Читаем Отверженная невеста полностью

Глеб замолчал, почувствовав вдруг, что девушка его не слушает, а думает о своем. Каталина в этот вечер была необычайно рассеянна.

— Знаешь, я ведь хорошо помню, как мой отец с твоим родителем собирались на маскарад к императрице Марии Федоровне, — без всякой связи с услышанным только что рассказом произнесла она. — Я капризничала, закатила им сцену, потому что тоже хотела попасть на бал. Но стоило мне увидеть их костюмы, эти страшные, такие зловещие маски римских божеств, мне сразу расхотелось веселиться, и я убежала в комнату Бориса. Он в это время сочинял стихи и растерялся, когда я ворвалась, даже заикаться начал. А знаешь почему?

— Потому что стихи он писал в большой тайне и для другой девочки, — снисходительно заметил Глеб. — Они предназначались Лизе Ростопчиной. Брат был в нее влюблен.

— Мне он тоже посвятил несколько стихов, — уязвленным тоном сообщила Каталина. — Я решила поэтому, что и на этот раз стихи пишутся для меня, и умоляла его прочесть их. Борис долго сопротивлялся, но наконец сдался, предупредив: «Только они не готовы!» Он начал декламировать, и стоило мне услышать строчку про «белокурые локоны», я сразу поняла, что героиня этих стансов — другая девочка. Я разрыдалась и убежала в свою комнату. Проплакала всю ночь, так что потом проспала весь день. Не слышала, как вернулись из Павловска наши отцы. А когда я проснулась, мне сказали, что Белозерские уехали в Москву. Больше я никогда не видела Бориса, — с грустью добавила она.

— Мой отец большой любитель погостить у кого-нибудь и пожить за чужой счет, — фыркнул Глеб. — Его внезапный отъезд говорит о том, что случилось нечто из ряда вон.

— Скажи, а твой брат сейчас помолвлен с той девушкой? — спросила Каталина, открывая свой шелковый ридикюль и роясь в нем без всякой надобности.

— С какой девушкой? — не сразу понял Глеб. — А-а, ты Лизу Ростопчину имеешь в виду! Нет, Лиза умерла шесть лет назад от чахотки…

— Пресвятая Дева Мария! — перекрестилась певица. — Как, должно быть, он горевал!

— Борис написал мне только через год после ее смерти. Какое-то время он не брал в руки пера, не сочинял стихов и даже писем не писал. Он был в отчаянии и думал о самоубийстве…

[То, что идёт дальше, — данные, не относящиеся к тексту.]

PR #745, opened 2017-11-30
Anya/701 manifests controller v2 part2

aroltsch:
connects #701 

This is a second part of the PR:
1. Implemented some of the TODO comments from the PR #1
2. Wrote tests

Things to do (I will create tickets):
1. Make the job asynchronous and handle pending state
2. Implement start caching records from VBMS to S3 once manifest is fetched. 

Steps to Validate:
1. 
```Curl the API with curl "http://localhost:3000/api/v2/manifests" -H "Authorization: Token token=token" -H "css_id: CF_Q_283" -H "station_id: 283" -H "veteran_id: 1234"```
2. Ensure statuses are correct
3. Ensure the record list is accurate

### CODE REVIEW

File: app/jobs/v2/download_manifest_job.rb [hunk 1]
```diff
@@ -3,18 +3,15 @@ class V2::DownloadManifestJob < ActiveJob::Base
 
   around_perform :set_vbms_version
 
-  def perform(service, manifest_source)
-    documents = service.fetch_documents_for(manifest_source.manifest)
+  def perform(manifest_source)
+    documents = ManifestFetcher.new(manifest_source: manifest_source).process
+    return if documents.blank?
     DocumentCreator.new(manifest_source: manifest_source, external_documents: documents).create
-  # TODO: make a parent class for these two errors
```
aroltsch: Error handling was moved to the ManifestFetcher so the job logic is as simple as possible.

app/models/veteran.rb
```diff
@@ -22,11 +22,6 @@ def found?
     bgs_record != :not_found
   end
 
-  # def accessible?
```
aroltsch: We don't need this.

app/models/manifest.rb
```diff
@@ -20,33 +19,33 @@ def vva_source
...
   end
 
-  def veteran_last_four_ssn
-    super || begin
-      update_attributes(veteran_last_four_ssn: veteran.last_four_ssn || "") if veteran
-      super
-    end
+  def self.find_or_create_by_user(user:, file_number:)
+    manifest = Manifest.find_or_create_by(file_number: file_number)
+    manifest.user_manifests.find_or_create_by(user: user).touch
```
aroltsch: We will create a UserManifest record once per manifest and then just update `updated_at` timestamp.

app/models/manifest.rb
```diff
@@ -20,33 +18,33 @@ def vva_source
...
 
-  # If we do not yet have the veteran_first_name saved in Caseflow's DB, then
+  # If we do not yet have the veteran info saved in Caseflow's DB, then
   # we want to fetch it from BGS, save it to the DB, then return it
-  # TODO: these 3 methods are identical, let's simplify this
-  def veteran_first_name
-    super || begin
-      update_attributes(veteran_first_name: veteran.first_name || "") if veteran
-      super
+  %w(veteran_first_name veteran_last_name veteran_last_four_ssn).each do |name|
```
mdbenjam: RAILS MAGIC AF

app/models/manifest.rb
mdbenjam: Hmm I'm wondering if we should create a new user manifest file for each request. Where did we land on Shane's point about being able to identify which documents were downloaded by which user at a given point? If we update records we won't have that ability. Are there pitfalls to creating new `user_manifest` records for each search?

app/services/manifest_fetcher.rb
```diff
@@ -0,0 +1,23 @@
...
+  EXCEPTIONS = [VBMS::ClientError, VVA::ClientError]
+
+  attr_accessor :manifest_source
+
+  def process
+    manifest_source.update(status: :pending)
+    documents = manifest_source.service.fetch_documents_for(manifest_source.manifest)
+    manifest_source.update(status: :success, fetched_at: Time.zone.now)
+    documents
+  rescue *EXCEPTIONS => e
```
mdbenjam: Why log exceptions here since we already do that in Api::V1::ApplicationController? What about catching, setting the status as failed, then re-throwing the error so our standard error handling code picks it up.

spec/jobs/v2/download_manifest_job_spec.rb
```diff
@@ -0,0 +1,37 @@
...
+    end
+
+    context "when document list is not empty" do
+      before do
+        allow_any_instance_of(ManifestFetcher).to receive(:process).and_return(documents)
+      end
+
+      it "creates document records" do
+        subject
+        expect(manifest.records.size).to eq 2
```
mdbenjam: Should we check anything more? Like what the fields of the documents are? Not sure if it's necessary, just curious of your opinion.

spec/models/manifest_source_spec.rb
```diff
@@ -0,0 +1,52 @@
...
+        expect(V2::DownloadManifestJob).to have_received(:perform_now)
+      end
+    end
+
+    context "when fetched less than 3 hours ago" do
+      before do
+        source.update_attributes!(fetched_at: Time.zone.now - 2.hours, status: :success)
+      end
+
+      it "starts the manifest job" do
```
mdbenjam: It should say "does not start the manifest job"

app/models/manifest_source.rb
```diff
@@ -13,19 +13,17 @@ class ManifestSource < ActiveRecord::Base
...
-    update(status: :pending)
-    V2::DownloadManifestJob.perform_now(service, self)
-    update(status: :success, fetched_at: Time.zone.now)
-
-    # TODO: handle error
+    V2::DownloadManifestJob.perform_now(self)
     # TODO: start downloading records from VBMS and save to S3
   end
 
+  def current?
```
mdbenjam: Might want to either makes these two methods private or test them.

spec/models/manifest_spec.rb
```diff
@@ -0,0 +1,86 @@
...
+      end
+    end
+
+    context "when veteran first name is nil" do
+      let(:name) { nil }
+
+      it "should set the veteran_first_name" do
+        expect(manifest.reload.veteran_first_name).to eq "June"
+      end
+    end
```
mdbenjam: Maybe one more case where BGS returns nil, make sure we set empty string.

spec/services/document_creator_spec.rb
```diff
@@ -0,0 +1,48 @@
+describe DocumentCreator do
```
mdbenjam: Maybe make `external_documents` private since we're not directly testing it. Thought not sure how that works since it's overriding the getter.

spec/services/manifest_fetcher_spec.rb
```diff
@@ -0,0 +1,71 @@
...
+        end
+
+        it "saves manifest status as success and updated fetched at" do
+          expect(subject.size).to eq 2
+          expect(source.reload.status).to eq "success"
+          expect(source.reload.fetched_at).to_not be_nil
+        end
+      end
+
+      context "when VBMS client returns error" do
```
mdbenjam: VBMS should be VVA in this description.

app/models/manifest.rb
aroltsch: Yeah, true! I think it is okay if we create user_manifests on every search.

app/models/manifest.rb
aroltsch: haha

app/models/manifest_source.rb
aroltsch: Yes! True

app/services/manifest_fetcher.rb
aroltsch: Great point

spec/jobs/v2/download_manifest_job_spec.rb
aroltsch: I think it is okay the way it is. The idea is to obfuscate the deeper logic. The job should not worry about these little details and can trust DocumentCreator to do the right thing. We can check the exact fields for this method which I think I forgot to add the tests for: https://github.com/department-of-veterans-affairs/caseflow-efolder/blob/master/app/models/record.rb#L7

spec/models/manifest_source_spec.rb
aroltsch: good catch

spec/models/manifest_spec.rb
aroltsch: Good addition to the test

spec/services/document_creator_spec.rb
aroltsch: Because we are overriding the getter, we cannot make it private.

app/services/manifest_fetcher.rb
aroltsch: Hmm, actually thinking about this more. We need to gracefully handle the error here. If we re-throw the error, would the Api::V1::ApplicationController return 500 then?

spec/services/manifest_fetcher_spec.rb
aroltsch: you probably meant line 58, I corrected it

app/services/manifest_fetcher.rb
mdbenjam: It will, why do we want to handle this gracefully though? If there's an error isn't that a 500?

aroltsch: We want to catch the error, set the status and continue to the next manifest_source. Then in the response we want to return status (failed/success/pending) for each manifest_source instead of 500.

Девушка больше не проронила ни слова. Забытый ридикюль соскользнул с ее колен на пол кареты, а она не замечала этого, погрузившись в свои невеселые думы. Глеб не заговаривал с нею, предпочитая рассматривать в окне город, в котором никогда прежде не бывал. «Отец ведь всегда брал в путешествия только Бориса. Завидовал ли я в детстве брату? — впервые спросил себя доктор. — Завидую ли я Борису в данную минуту? Ведь в него, кажется, до сих пор влюблена самая красивая девушка из тех, кого мне доводилось встречать. Меня же она принимает за компаньонку, которой можно доверить свои маленькие сердечные тайны. И все же… Я не завидую ему!»

Карета въехала, между тем на Невский и двигалась теперь медленно, теснимая другими экипажами, заполонившими проспект в этот вечерний час. Тротуары также переполняла праздногуляющая толпа, в которой уже почти не осталось людей, спешащих по делу. Последние лучи садящегося солнца, соскользнувшие со стен домов под ноги прохожим, угасали, словно растертые в пыль тысячами подошв и каблуков. Лицо девушки, откинувшейся в темный угол кареты, больше не румянил закат, и оно вновь сделалось бледным. Каталина, даже печальная и подавленная, была настолько очаровательна, что любой мужчина с живым сердцем пленился бы ее красотой. Но Глеб, однажды испытав жалость к этой живой игрушке отцовского расчета, уже не мог почувствовать к девушке ничего иного. Он думал: «Жалость и любовь — эти две птицы не садятся на одну ветку! И какой смысл человеку, который, возможно, окончит свои дни в тюрьме, влюбляться в женщину, которую ждет та же участь?!»